Fortunately, most modern intrusion detection systems can detect port scans. Network engineers sometimes use port scanning tools for legitimate reasons, so communication between teams is required to identify those that are illegitimate.
8. Lack of Encryption
By analyzing network ports, security teams can identify if any data passed between two open ports, or from an open port to a user device, was encrypted or not.
Encryption has become standard for sensitive data, so if critical information is being sent across the network without it, it’s reasonable to conclude someone might be up to no good.
Halting Lateral Movement in Its Tracks
Besides these signs of lateral movement, security teams can make use of network reporting tools to automatically identify suspicious activity.
In addition, teams can employ a proactive approach that involves the least privilege principle, multifactor authentication methods for logins and automated endpoint monitoring.
Teams should also regularly investigate user identities and permissions in order to determine who their legitimate network users are, and what they’re supposed to be doing. In this way, it becomes easier to identify users who are doing something they shouldn’t.

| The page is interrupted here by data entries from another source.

Issue #1257, opened 2022-12-29
Provide a new `Buffer::NewOrCopy` method


Julusian:
Background:
* https://github.com/nodejs/abi-stable-node/issues/441
* https://github.com/nodejs/node/pull/45181
* https://github.com/electron/electron/issues/35801

After https://github.com/nodejs/node/pull/45181 it is possible for `Buffer::new` to fail with `napi_no_external_buffers_allowed`. A helper method `Buffer::NewOrCopy` which would try to do a `Buffer::new` and fallback to doing a `Buffer::copy` would be helpful and encourage users to code in a way which provides compatibility for both electron and nodejs, without them having to implement the method themselves.

The npm package sharp has implemented this themselves already https://github.com/lovell/sharp/commit/584807b4f5e1b831785c79eef5367f737589f29b#diff-53a01d31aa585021f8f316c6613dadef86bf1f9ac2070d52daa68adbefbb6ef4.

mhdawson:
We discussed in the team meeting today, and we agreed it would make sense to add. @legendecas volunteered to put together a PR.

legendecas:
Landed in https://github.com/nodejs/node-addon-api/pull/1273.

PR #1273, opened 2023-01-16
src: handle no support for external buffers

legendecas:
Fixes https://github.com/nodejs/node-addon-api/issues/1257.

- When `NODE_API_NO_EXTERNAL_BUFFERS_ALLOWED` introduced in https://github.com/nodejs/node/pull/45181 is defined, hides the methods that can create external buffers. 
- Introduce `Napi::Buffer::NewOrCopy` to create buffer from external buffers that are compatible with runtimes like electron conveniently.

### DIFF
--- a/doc/buffer.md
+++ b/doc/buffer.md
@@ -22,6 +22,9 @@ Returns a new `Napi::Buffer` object.
 
 ### New
 
+> When `NODE_API_NO_EXTERNAL_BUFFERS_ALLOWED` is defined, this method is not available.
+> See [External Buffer][] for more information.
+
 Wraps the provided external data into a new `Napi::Buffer` object.
 
 The `Napi::Buffer` object does not assume ownership for the data and expects it to be
@@ -46,6 +49,9 @@ static Napi::Buffer<T> Napi::Buffer::New(napi_env env, T* data, size_t length);
 Returns a new `Napi::Buffer` object.
 
 ### New
+
+> When `NODE_API_NO_EXTERNAL_BUFFERS_ALLOWED` is defined, this method is not available.
+> See [External Buffer][] for more information.
 
 Wraps the provided external data into a new `Napi::Buffer` object.
 
@@ -72,6 +78,9 @@ Returns a new `Napi::Buffer` object.
 
 ### New
 
+> When `NODE_API_NO_EXTERNAL_BUFFERS_ALLOWED` is defined, this method is not available.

In addition, it can be helpful to map out likely lateral movement paths. Here, the idea is to identify possible LMPs within the network, and then investigate them for vulnerable connections between systems, devices and data. It may not be possible to fully block the LMP, but steps can be taken to secure these connections.
Conclusion
Lateral movement is a common tactic used by cybercriminals to gain access to valuable data. Although it can be hard to detect, security teams can improve their odds by knowing what to look for.
Besides regularly monitoring for indications of lateral movement, teams can take proactive steps to make life much harder for those attempting to infiltrate their systems.